Startup Building Robot 'Brain' Raises $1.4 Billion

A robotics startup has raised $1.4 billion from major investors to develop a universal “robot brain”—advanced software that enables robots to learn by observing humans and practicing in simulations, making them adaptable to various tasks and environments. The company is already generating revenue in enterprise sectors and aims to revolutionize robotics by focusing on scalable, software-driven intelligence rather than hardware.

A robotics startup has raised $1.4 billion to develop what it calls a “robot brain,” attracting major investors such as Nvidia, Samsung, and LG. The company’s core competence lies in building advanced software that can serve as the intelligence for a wide range of robots, rather than focusing on hardware. The founder emphasizes that while robotics has been a field of interest for decades, the main barrier to widespread adoption has been the lack of a sufficiently advanced “brain” to control robots in diverse environments and tasks.

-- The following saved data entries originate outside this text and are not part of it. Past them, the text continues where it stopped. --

PR #264, opened 2023-10-31
New API

abocquet:
Simplifies the API even further, based on @pierreguilmin's [great work](https://github.com/dynamiqs/dynamiqs/pull/261) 
Now to create a new solver, just 

```
dq.mesolve(
    H, jump_ops, rho0, tsave,
    solver=dq.solver.Rouchon(dt=1e-3).adjoint(params=[p1, p2]),
    options=dict(save_states=False, dtype=torch.complex128),
)
```


pierreguilmin:
AFAIK we're not planning to move fwd with this API for now.

PR #271, opened 2023-10-31
Add CD gate

pierreguilmin:


pierreguilmin:
@gautierronan a few questions on this one before the review:
- A batch displacement would be very useful (e.g. for multiple seeds for the SNAP and ECD protocols displacement gate), but it's maybe niche so should we keep a separate method `bdisplace` in this file or merge it with `displace` in `dynamiqs.utils.utils`? Note also that it doesn't work with arbitrary batch size like the rest of the library, it requires a 1D tensor of displacement...
- If you see a simpler way to implement the gate (for batched `alpha`) I'm all ~ears~ eyes.

pierreguilmin:
> It's indeed a bit niche I think. I would say we keep it private for now, and if ever someone asks for it, or it becomes really useful, it'll be simple to make it public.

Agreed, I'm a bit lazy to make it public for now.

>It seems torch.linalg.matrix_exp works with a batch dimension. Maybe you can then write it in a single line without the torch.stack? Actually this may also solve the first question. In this case making it public is less of a debate.

Right, I fixed this. 👍 

> Also, I think the ECD gate is defined as D(beta / 2) |g><g| + D(-beta / 2) |e><e| and not D(beta / 2) |g><e| + D(-beta / 2) |g><e|. See the paper by Campagne-Ibarcq, 2020 Nature. The one by Alec Eickbush might be a typo I think, unless I'm missing something.

They definitions are a bit mixed, let's do the **conditional displacement** gate which corresponds to your formula, I renamed the function for clarity. See appendix of Eickbush paper
Screenshot 2023-11-02 at 18 59 32

dynamiqs/utils/optimal_control.py
```diff
@@ -168,14 +167,97 @@ def snap_gate(
...
+
+    It is defined by
+    $$
+        D(\alpha) = \exp(\alpha a^\dag - \alpha^* a),
+    $$
+    where $a$ and $a^\dag$ are the annihilation and creation operators, respectively.
+
+    Note:
+        The main difference with [dq.displace()][dynamiqs.displace] is that the
+        argument `alpha` can be batched, and the returned tensor is batched accordingly.
```
gautierronan, line 196: If `bdisplace` is strictly better than `displace`, I'd be in favor of merging the two and keeping only the batched version but named `displace`. This means we should do the same for `squeeze`, but it's quite straightforward if you want to do it in the same PR.

gautierronan (changes requested):

gautierronan (approved):
LGTM, thanks for the changes !

PR #277, opened 2023-11-03
Refactor rouchon ME solver

pierreguilmin:
I wasn't very satisfied with what we ended with for the Rouchon solver, the caching felt like a burden while we should actually use it properly to make the code as transparent as possible to the Hamiltonian (constant or time-dependent). I think the main reason was that we sticked with inline lambdas to define what are actually control-flow dependent objects (`M0` and `M1`).

- Now we can use the argument `dt: float` to define `M0` or `M0rev` directly from the forward and backward pass (without creating a bunch of `...rev` objects in the `__init__`).
- I realised we actually need the `sqrtm` normalisation also for time-dependent tensors, because for PWC Hamiltonian it's sometimes better suited than `cholesky` (you just renormalize once for each PWC part). Also they are qualitatively quite different on the tests I made, so `sqrtm` might also be nice for true time-dependent problem where you want to ensure precision.
- The `normalize` option is either `None`, `'sqrt'` or `'cholesky'`. The only "bad case" is if someone chooses `'cholesky'` for a constant tensor, because in this case we should renormalize the Kraus map once, and not the state at every time. But if we document that it's better to use `'sqrtm'` for constant tensors I think it's fine. If you think its' necessary @gautierronan we can also implement back the constant Hamiltonian cholesky normalisation, it will be easier with this structure.
- I had to rework the `@cache` decorator (for the best!) to allow caching on more than one arguments combination (to cache during the backward pass both `M0` on `self.dt` and `M0rev` on `-self.dt`).
- I removed all tensors shapes comments from the bwd pass, I think having them in the fwd pass is enough.
- It should be much easier now to implement cleanly the normalisation for `Rouchon2`.

⚠️ If I'm not mistaken, the only difference with the code on main is https://github.com/dynamiqs/dynamiqs/blob/main/dynamiqs/mesolve/rouchon.py#L161 > @gautierronan  should `M1srev` use `M0` (code on main) or `M0rev` (this PR code)?

```python
# code on main
self.M1s = cache(lambda M0: 0.5 * sqrt(self.dt) * (self.L @ M0 + M0 @ self.L))
self.M1srev = self.M1s

# this PR code
self.M1s = cache(lambda M0: 0.5 * sqrt(self.dt) * (self.L @ M0 + M0 @ self.L))
self.M1srev = cache(lambda M0: 0.5 * sqrt(self.dt) * (self.L @ M0rev + M0rev @ self.L))
```

### DIFF
--- a/dynamiqs/mesolve/rouchon.py
+++ b/dynamiqs/mesolve/rouchon.py
@@ -25,26 +25,28 @@ class MERouchon(MESolver, AdjointFixedSolver):
 
 class MERouchon1(MERouchon):
     @cache(maxsize=2)
-    def R(self, M0: Tensor, dt: float) -> Tensor:
+    def R(self, M0: Tensor, fwd: bool = True) -> Tensor:
         # `R` is close to identity but not exactly, we inverse it to normalize the
         # Kraus map in order to have a trace-preserving scheme
         # -> (b_H, 1, n, n)
+        dt = self.dt if fwd else -self.dt
         return M0.mH @ M0 + dt * self.sum_LdagL
 
     @cache(maxsize=2)
-    def Ms(self, Hnh: Tensor, dt: float) -> tuple(Tensor, Tensor):
+    def Ms(self, Hnh: Tensor, fwd: bool = True) -> tuple(Tensor, Tensor):
         # Kraus operators
         # -> (b_H, 1, n, n), (1, len(L), n, n)
+        dt = self.dt if fwd else -self.dt
         M0 = self.I - 1j * dt * Hnh  # (b_H, 1, n, n)
-        M1s = sqrt(self.dt) * self.L  # (1, len(L), n, n)
+        M1s = sqrt(abs(dt)) * self.L  # (1, len(L), n, n)
 
         if self.options.normalize == 'sqrt':
-            R = self.R(M0, dt)
+            R = self.R(M0, fwd=fwd)
             # we normalize the operators by computing `S = sqrt(R)^-1` and applying it
             # to the `Ms` operators
             S = inv_sqrtm(R)
-            M0 = M0 @ S if dt >= 0 else S @ M0
-            M1s = M1s @ S if dt >= 0 else S @ M1s
+            M0 = M0 @ S if fwd else S @ M0
+            M1s = M1s @ S if fwd else S @ M1s
 
         return M0, M1s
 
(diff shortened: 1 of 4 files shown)


pierreguilmin:
I will implement these changes and both normalisation to the rouchon method for `smesolve` once we have converged on `mesolve`.

dynamiqs/mesolve/rouchon.py
```diff
@@ -24,49 +24,36 @@ class MERouchon(MESolver, AdjointFixedSolver):
...
+        # Kraus map in order to have a trace-preserving scheme
+        # -> (b_H, 1, n, n)
+        return M0.mH @ M0 + dt * self.sum_LdagL
+
+    @cache(maxsize=2)
+    def Ms(self, Hnh: Tensor, dt: float) -> tuple(Tensor, Tensor):
+        # Kraus operators
+        # -> (b_H, 1, n, n), (1, len(L), n, n)
+        M0 = self.I - 1j * dt * Hnh  # (b_H, 1, n, n)
+        M1s = sqrt(self.dt) * self.L  # (1, len(L), n, n)
```
gautierronan, line 39: You use `selt.dt` here but `dt` is a method argument. Throughout the class methods (also in e.g. `forward`), can you normalize the use of `dt` and `self.dt`? Use one or the other every time. This would make more sense IMO.

dynamiqs/mesolve/rouchon.py
```diff
@@ -115,51 +99,44 @@ def backward_augmented(
...
 
-        # compute cached operators
-        # H, Hnh, M0, M0rev: (b_H, 1, n, n)
         H = self.H(t)
         Hnh = self.Hnh(H)
-        M0 = self.M0(Hnh)
-        M0rev = self.M0rev(Hnh)
+
+        # === reverse time
+        M0rev, M1srev = self.Ms(Hnh, -self.dt)
```
gautierronan, line 106: Does this work as intended? I was thinking that `sqrt` of a negative number would raise an error.

dynamiqs/mesolve/rouchon.py
```diff
@@ -115,51 +99,44 @@ def backward_augmented(
...
-            Rrev = self.Rrev(M0rev)
-            Trev = self.Trev(Rrev)
+        if self.options.normalize == 'cholesky':
+            Rrev = self.R(M0rev, -self.dt)
+            Trev = self.T(Rrev)
             rho = inv_kraus_matmul(Trev.mH, rho, upper=True)  # Tr.mH^-1 @ rho @ Tr^-1
 
         # compute rho(t-dt)
-        rho = kraus_map(rho, M0rev) - kraus_map(rho, self.M1srev)
+        rho = kraus_map(rho, M0rev) - kraus_map(rho, M1srev)
```
gautierronan, line 115: If you use a `-dt` in the Kraus operator, then this should be `rho = kraus_map(rho, M0rev) + kraus_map(rho, M1srev)`

gautierronan (changes requested):
Some issues with the sign of the Kraus map in reverse time. Either you use a normal Kraus map (with only additions) and a negative `dt`, or a Kraus map with minus signs, and a positive `dt`.

gautierronan (approved):

PR #318, opened 2023-11-10
[1/2] Split open and closed systems in tests

abocquet:
[1/2] this
[2/2] https://github.com/dynamiqs/dynamiqs/pull/325

### DIFF
--- a/tests/solver_tester.py
+++ b/tests/solver_tester.py
@@ -6,6 +6,7 @@ from typing import Any
 
 import torch
 
+from benchmarks.systems.system import ClosedSystem, OpenSystem
 from dynamiqs.gradient import Gradient
 from dynamiqs.solver import Solver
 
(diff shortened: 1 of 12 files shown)


gautierronan (approved):

pierreguilmin:
Can we wait that I review the PR stack of Ronan's before merging yours @abocquet? I'll review them this afternoon. Cross-merging everything might become a big mess.

tests/solver_tester.py
```diff
@@ -6,46 +6,14 @@
 
 import torch
 
+from benchmarks.systems.system import ClosedSystem, OpenSystem
```
gautierronan, line 9: Why are you importing from the benchmarks module? It should be independent from the tests. I think you mean to import from `sesolve.closed_system.py` and `mesolve.open_system.py`.

gautierronan (changes requested):
Thanks for the PR. I'm not super satisfied with the idea of adding redundent code (with `_test_batching` both in `ClosedSolverTester` and `OpenSolverTester`). But I don't have much better to propose.

If you have an idea to reduce redudancy, I'd be very happy. Otherwise it LGTM apart from the minor comment below.

abocquet:
Thanks for the comment, it was wrong indeed.

As for the redundancy it's less bad (and maybe even better) to have some if it makes the tests easier to read. Let me suggest you https://mtlynch.io/good-developers-bad-tests/ that makes a good point on this issue in general

gautierronan (approved):

PR #324, opened 2023-11-10
Backward Euler for sesolve

pierreguilmin:
Too easy to ignore it. The backward Euler method: 1st order, fixed step size, implicit.


abocquet (commented):
Great job going for low hanging fruit! I'm wondering whether `BEuler` is the best name though 🤔 Would `ImplicitEuler` be more explicit (no pun intended)? `BackwardEuler` works too but is a bit confusing as I originally thought it was the backward autodiff with Euler

pierreguilmin:
> Great job going for low hanging fruit! I'm wondering whether `BEuler` is the best name though 🤔 Would `ImplicitEuler` be more explicit (no pun intended)? `BackwardEuler` works too but is a bit confusing as I originally thought it was the backward autodiff with Euler

Right, I don't have a clear opinion on this, I'm fine with `ImplicitEuler` too, wdyt @gautierronan?

gautierronan:
> Right, I don't have a clear opinion on this, I'm fine with `ImplicitEuler` too, wdyt @gautierronan?

"Backward Euler" is the true name of the method. So I think we should keep it like this, and make it clear that it's implicit in the documentation.

gautierronan (approved):
LGTM

abocquet (approved):

PR #325, opened 2023-11-11
[2/3] Batched dissipators

abocquet:
image
⬆️ photon number for a leaky cavity initialized in multiple states and with multiple kappa

- [1/3] https://github.com/dynamiqs/dynamiqs/pull/318
- [2/3] this
- [3/3] (incoming) doc update

Closes DYN-11.


debug.ipynb
gautierronan, line 1: I guess this file should not be on the PR.

dynamiqs/solvers/utils/batching.py
```diff
@@ -5,16 +5,36 @@
...
-    return H.unsqueeze(1)
+    H = H.unsqueeze(1)
+    H = H.unsqueeze(1)
+    return H
 
 
-def batch_y0(y0: Tensor, H: TDTensor) -> Tensor:
+def batch_jump_ops(jump_ops: Tensor) -> Tensor:
+    # handle jump_ops batching
+    # jump_ops: (n_jump_ops, b_jump_ops?, m, n) ->  (n_jump_ops, 1, b_jump_ops, 1, n, n)
```
gautierronan, line 18: I think we should have `jump_ops` of shape `(b_jump_ops?, n_jump_ops, m, n)` instead of `(n_jump_ops, b_jump_ops?, m, n)`. For 2 reasons:

1. We keep the optional dimension outward so the last dimensions are always consistent (batched or not).
2. It's more consistent with other batchable objects, with the batched dimension first.

In case it's more annoying in the backend, we can just swap the two dimensions together right here.

benchmarks/systems/system.py
```diff
@@ -22,6 +24,7 @@ class OpenSystem(ClosedSystem):
     def __init__(self):
         super().__init__()
         self.jump_ops = None
+        self.jump_ops_batched = None
```
gautierronan, line 27: Why is this required in the benchmarks module? This should depend on the benchmarked system if ever we want to have a batched jump_ops.

dynamiqs/mesolve/rouchon.py
```diff
@@ -54,33 +54,34 @@ def Ms(self, Hnh: Tensor, fwd: bool = True) -> tuple(Tensor, Tensor):
     def T(self, R: Tensor) -> Tensor:
         # we normalize the map at each time step by inverting `R` using its Cholesky
         # decomposition `R = T @ T.mT`
-        # -> (b_H, 1, n, n)
+        # -> (b_H, 1, 1, n, n)
```
gautierronan, line 57: `M0` is batched over `L`, so `R(M0)` and `T(R)` are as well. Can you check the dimensions you wrote are consistent with what's actually being returned by the function?

dynamiqs/mesolve/rouchon.py
```diff
@@ -54,33 +54,34 @@ def Ms(self, Hnh: Tensor, fwd: bool = True) -> tuple(Tensor, Tensor):
...
         """
-        # rho: (b_H, b_rho, n, n) -> (b_H, b_rho, n, n)
+        # rho: (b_H, b_L, b_rho, n, n) -> (b_H, b_L, b_rho, n, n)
 
-        H = self.H(t)  # (b_H, 1, n, n)
-        Hnh = self.Hnh(H)  # (b_H, 1, n, n)
-        M0, M1s = self.Ms(Hnh)  # (b_H, 1, n, n), (1, len(L), n, n)
+        H = self.H(t)  # (b_H, 1, 1, n, n)
+        Hnh = self.Hnh(H)  # (b_H, 1, 1, n, n)
+        M0, M1s = self.Ms(Hnh)  # (b_H, 1, 1, n, n), (len(L), 1, b_L, 1, n, n)
```
gautierronan, line 75: Same comment here. I think there are mistakes in the shapes. Can you check them?

dynamiqs/mesolve/rouchon.py
```diff
@@ -54,33 +54,34 @@ def Ms(self, Hnh: Tensor, fwd: bool = True) -> tuple(Tensor, Tensor):
...
 
         # normalize the Kraus Map
         if self.options.normalize == 'cholesky':
-            R = self.R(M0)  # (b_H, 1, n, n)
-            T = self.T(R)  # (b_H, 1, n, n)
+            R = self.R(M0)  # (b_H, 1, 1, n, n)
+            T = self.T(R)  # (b_H, 1, 1, n, n)
```
gautierronan, line 80: Same here.

dynamiqs/mesolve/rouchon.py
```diff
@@ -135,10 +136,19 @@ class MERouchon2(MERouchon):
     @cache(maxsize=2)
     def Ms(self, Hnh: Tensor, fwd: bool = True) -> tuple(Tensor, Tensor):
         # Kraus operators
-        # -> (b_H, 1, n, n), (b_H, len(L), n, n)
+        # -> (b_H, 1, 1, n, n), (len(L), b_H, b_L, 1, n, n)
         dt = self.dt if fwd else -self.dt
-        M0 = self.I - 1j * dt * Hnh - 0.5 * dt**2 * Hnh @ Hnh  # (b_H, 1, n, n)
-        M1s = 0.5 * sqrt(abs(dt)) * (self.L @ M0 + M0 @ self.L)  # (b_H, len(L), n, n)
+        M0 = self.I - 1j * dt * Hnh - 0.5 * dt**2 * Hnh @ Hnh  # (b_H, 1, 1, n, n)
```
gautierronan, line 141: Same here.

dynamiqs/mesolve/rouchon.py
```diff
@@ -135,10 +136,19 @@ class MERouchon2(MERouchon):
...
+
+        batched_mult_left = lambda x, y: torch.einsum('n...ik,...kj->n...ij', x, y)
+        batched_mult_right = lambda x, y: torch.einsum('...ik,n...kj->n...ij', x, y)
```
gautierronan, line 144: Can you move these functions either at the top of the file, or in the utils?

dynamiqs/solvers/utils/utils.py
```diff
@@ -29,12 +29,15 @@ def kraus_map(rho: Tensor, O: Tensor) -> Tensor:
...
+        operators: Kraus operators of shape `(a, b, c, n, n)` or `(x, a, b, c, n, n)`.
 
     Returns:
         Density matrix of shape `(a, ..., n, n)` with the Kraus map applied.
     """
-    return torch.einsum('abij,a...jk,abkl->a...il', O, rho, O.mH)
+
+    if O.dim() == 5:
+        O = O.unsqueeze(0)
+    return torch.einsum('n...ik,...kl,n...lj->...ij', O, rho, O.mH)
```
gautierronan, line 40: I don't think this achieves the same operation as described in the docstring. One of the two needs to be fixed.

gautierronan: Also, I guess `c` is `b_jump_ops` but I didn't understand what the `x` dimension was?

dynamiqs/utils/vectorization.py
```diff
@@ -214,4 +214,4 @@ def slindbladian(H: Tensor, L: Tensor) -> Tensor:
     Returns:
         _(..., n^2, n^2)_ Lindbladian superoperator.
     """
-    return -1j * (spre(H) - spost(H)) + sdissipator(L).sum(-3)
+    return -1j * (spre(H) - spost(H)) + sdissipator(L).sum(0)
```
gautierronan, line 217: If we change the shape ordering of `jump_ops`, then this should be reverted.

gautierronan (changes requested):
Great PR, super useful ! Some comments below.

dynamiqs/solvers/utils/batching.py
abocquet: We decided to ease the most common path here, which is not batched jump operators. The easiest way of passing mutiple jump operators is through a list (stacking tensors requires more code and a little gymnastic). So the best way of writing in the most common case remains `dq.mesolve(H, [L1, L2], ...)` IMO.

If we chose to put the batching direction outside we'd have to require
- either the jump operators to always be reshaped with `(b_jump_ops?, n_jump_ops, m, n)`, which is annoying
- or to have a different syntax for batched and not batched operators
- or to provide with a list of list of tensors if we want to keep not batched operators, which also sounds like a bad idea

Also I'm not sure we have other batchable and stackable (ie there are mulitple) arguments. In this case it is more consistant with other batched object to NOT put the `n_jump_ops` outside this it's not a batching dimension but a "stacking" one. Otherwise you'd have
- `y0`: `(b_H, b_L, b_y0, m, n)`
- `H`: `(b_H, 1, 1, m, n)`
- `L`: `(b_H, b_L, n_L, 1, m, n)`
which is an additional complication

benchmarks/systems/system.py
abocquet: In `test/systems` `self.H_batched` is also defined so it's a matter of consistency. In general it's good practice to define all fields in the `__init__` method of a class in Python

dynamiqs/mesolve/rouchon.py
abocquet: Nice catch!

dynamiqs/solvers/utils/utils.py
abocquet: `c` is `b_jump_ops` and `x` is `n_jump_ops`

abocquet: I hotfixed the doc but it's still not perfect. I think we should talk about it IRL

dynamiqs/solvers/utils/batching.py
gautierronan: Indeed I didn't think of the fact that we pass jump operators as a list. In this case I'm good with keeping this order.

One question: how do we handle the fact that we may want multiple to pass multiple jump operators that are batched? Or alternatively, when we want to batch over a single jump operator and not all?

For instance, I want to simulate a dissipative cat qubit with `L2 = sqrt(kappa2) * (a^2 - alpha^2)` (with `kappa2` fixed), but also batch over `L1 = sqrt(kappa1) a` (with `kappa1` batched). Should I pass `L2` in a batch with a similar shape as `L1`? Should only `L1` be batched? 

Alternatively, what if I want to batch over `kappa2` **and** `kappa1`? What is the accepted input shape?

I don't think there's a particular preferred choice, but we need to make one. Could you clarify this in the PR? Maybe add checks that the input is of the required shape format?

dynamiqs/solvers/utils/utils.py
gautierronan: Ok, I get it now. So I think we need to have two separate operations:

1. `kraus_map` which computes `torch.einsum('n...ik,...kl,n...ij', O, rho, O.mH)`.
2. `kraus_matmul` which computes `torch.einsum('...ik,...kl,...ij', O, rho, O.mH)`, i.e. without the sum. I think this second one is completely equivalent to `O @ rho @ O.mH`, but to be checked.

In both cases, the `...` clearly designate all batched dimensions which are common to `O` and `rho`. This way, it's more robust if we ever decide to have additional batching dimensions, and we don't have to check `O.dim() == 5`.

Could introduce these two operators and make the appropriate changes? I guess we only need `kraus_matmul` for the product of `M0 @ rho @ M0.mH`.

gautierronan (changes requested):
Another comment below regarding the kraus_map operation. On top of this PR, could also make another PR to fix

1. the documentation of `mesolve`, `sesolve` and `smesolve`
2. the "batching" tutorial

dynamiqs/solvers/utils/batching.py
abocquet: This is a good question. As of now all dissipators are expected to have the same batching. That being said, it's still possible to code your example with something like this (might not work out of the box but you'll get the idea):
```python
kappa_2 = 10
kappa_1 = torch.linspace(0, 1, 11)

L2  = kappa_2 * (a @ a).repeat(len(kappa_1), 1, 1)
L1  = kappa_1 a.repeat(len(kappa_1), 1, 1)

qt.mesolve(H, [L2, L1], ...)
```

It's not as straight forward as specifying `L2 = kappa_2 * a @ a` but it may be a good thing, because otherwise there is a topic on how you handle dissipators with different batch sizes etc...

If you want to batch over $\kappa_2$ and $\kappa_1$, probably something like this would work:
```
kappa_2 = torch.linspace(1, 10, 10)
kappa_1 = torch.linspace(0, 1, 11)

kappa_2, kappa_1 = torch.meshgrid(kappa_2, kappa_1)
kappa_2 = kappa_2.ravel()
kappa_1 = kappa_1.ravel()

L2  = kappa_2 * (a @ a).repeat(len(kappa_1), 1, 1)
L1  = kappa_1 a.repeat(len(kappa_1), 1, 1)

qt.mesolve(H, [L2, L1], ...)
```

It's not as easy as if we direclty made the product in `mesolve` but doing so would disqualify all cases where we want to have hand made batching (like `(x1, y1), (x1, y2), (x2, y1)` but not `(x2, y2)`). To simplify a bit I would add a helper method that would make the carthesian product of several batched tensors.

I'll add the check for same dimensionality in this PR but let's keep API changes (if we want them) for another one

abocquet:
Absolutely, I will also adress how to do dissipators batching once we agree on how we want to handle it

dynamiqs/solvers/utils/batching.py
pierreguilmin: Sorry, don't have the time to do a full review right now (but pls wait for me for merging @abocquet), but on this specific point (multi-batched Hamiltonian, initial state on jump operators), I think we should:
- keep the current `sesolve`, `mesolve`, `smesolve` APIs, it's going to be unreadable with arbitrarily mulyi-batched `H`, `rho0` and `L`
- one day, if needed, provide simple utility functions to convert a multi-batched object to a single-batched object and the reverse (because internally we'll always handle a large Hamiltonian), but it's a bit of an edge case

So this feature is not really missing from the API, we just miss a bit of sugar. What IS missing is the ability to run non-product simulations of batched parameters (i.e. we run today all H of a batched Hamiltonian with all rho0 of a batched initial states, you can't _choose_ specific configurations). I think it's quite an edge case though, I don't think we want to complexify the API or put effort on this.

abocquet: 100% agreed, I think we are on the same page

Conclusion : 
- until further notice the niche examples Ronan gave are to be done with the code examples in my n-1 message (give or take)
- multi-batching is something that we should think of someday but until there is a usecase/something else to do, let's put it in a corner of our heads and talk about it on the occasion

gautierronan: If I understood correctly, we only accept that all jump operators have the same batching dimension for now. Can you just add a check that this is indeed the case somewhere, and raise an error if not?

dynamiqs/solvers/utils/utils.py
gautierronan: I think it's really better not to use `einsum` when it's not required. It's a complicated function which is particularly inefficient for small-sized systems. At some point we will probably remove all `einsum`s from the code.

So here, using a simple `@` product when it's possible should be favored I think. It also avoids having an `.unsqueeze()` under the hood. This way `kraus_matmul` stays quite straightforward.

dynamiqs/solvers/utils/batching.py
gautierronan: Actually, to simplify usability, I would propose that the following two ways of batching are allowed:

1. All jump operators have the same batching dimension `b_L`.
2. A single jump operator has a batching dimension `b_L`, and all others have no batching dimensions (`ndim=2`).

In case 2, we simply batch all other jump operators internally with the same shape. All other batching shapes should be disallowed. WDYT?

pierreguilmin: I'm fine with either propositions (either force all batched with same dim, or accept both all batched with same dim and a single one batched). Let's not document this new feature in mesolve documentation or in the batching tutorial for now, it needs a bit more thinking and experimentations in the backend before going public.

abocquet: Addressed in https://github.com/dynamiqs/dynamiqs/pull/325/commits/f20ab9860564027a287fbd8aea8dcc80f46302bb

dynamiqs/solvers/utils/utils.py
abocquet: This goes againt the comment left by @pierreguilmin  in the Kraus map documentation:
```
This is equivalent to `torch.sum(operators @ rho[None,...] @ operators.mH, dim=0)`.
    The use of einsum yields better performances on large matrices, but may cause a
    small overhead on smaller matrices (N <~ 50).
```
I am not litterate on this so until we have a significant benchmark to prove one side or the other I'll leave it as is

dynamiqs/mesolve/mesolve.py
```diff
@@ -160,6 +160,36 @@ def mesolve(
...
+    batched_jump_ops, not_batched_jump_ops = [], []
+
+    for jump_op in jump_ops:
+        if jump_op.dim() == 3:
+            batched_jump_ops.append(jump_op)
+        elif jump_op.dim() == 2:
+            not_batched_jump_ops.append(jump_op)
+        else:
+            raise ValueError(
+                f"All jump operators must be of shape 2 or 3, got shape {jump_op.shape}"
```
gautierronan, line 174:
```suggestion
                f"All jump operators must have 2 dimensions or 3 dimensions if batched, but a jump operator had {jump_op.ndim} dimensions with shape {jump_op.shape}."
```

dynamiqs/mesolve/mesolve.py
```diff
@@ -160,6 +160,36 @@ def mesolve(
             'Argument `jump_ops` must be a non-empty list, otherwise consider using'
             ' `sesolve`.'
         )
+
+    # check all jump ops are batched in a similar way or not at all
+    batched_jump_ops, not_batched_jump_ops = [], []
+
+    for jump_op in jump_ops:
+        if jump_op.dim() == 3:
+            batched_jump_ops.append(jump_op)
```
gautierronan, line 169:
```suggestion
            if jump_op.shape[0] == 1:
                not_batched_jump_ops.append(jump_op.squeeze(0))
            else:
                batched_jump_ops.append(jump_op)
```

dynamiqs/mesolve/mesolve.py
```diff
@@ -160,6 +160,36 @@ def mesolve(
             'Argument `jump_ops` must be a non-empty list, otherwise consider using'
             ' `sesolve`.'
         )
+
+    # check all jump ops are batched in a similar way or not at all
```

The company’s approach is to create a universal “embodied brain” that can be used by any robot, for any task. This is a significant departure from traditional robotics, where each robot is typically programmed for a specific function. The founder draws an analogy to large language models, noting that while there is an “internet” of data for language and vision, there is no equivalent for robotics. To overcome this, the company uses alternative data sources, such as videos of humans performing tasks, and combines this with advanced simulation techniques to train its models.

Rather than relying solely on simulated or synthetic data, the startup’s method involves both observing real human behavior and practicing in virtual environments. This dual approach allows the robot brain to learn efficiently and safely, as real-world mistakes can be costly. The software is designed to run on GPUs, making it scalable and adaptable to various robotic platforms.

The company has already begun generating significant revenue, primarily from enterprise applications. Its technology is being deployed in sectors such as point-to-point delivery, security, data centers, and manufacturing. While the long-term goal is to bring robotics into consumer homes, the current focus is on commercial and industrial use cases where the technology can be immediately impactful.

Despite competition from other companies working on physical intelligence and world models for robots, the founder believes their approach is unique. The key differentiator is the combination of learning by watching humans and practicing in simulation, which mimics how people learn new skills. This strategy, the founder argues, is the “magic recipe” for scaling robotics and enabling robots to perform a wide variety of tasks with a single, adaptable brain.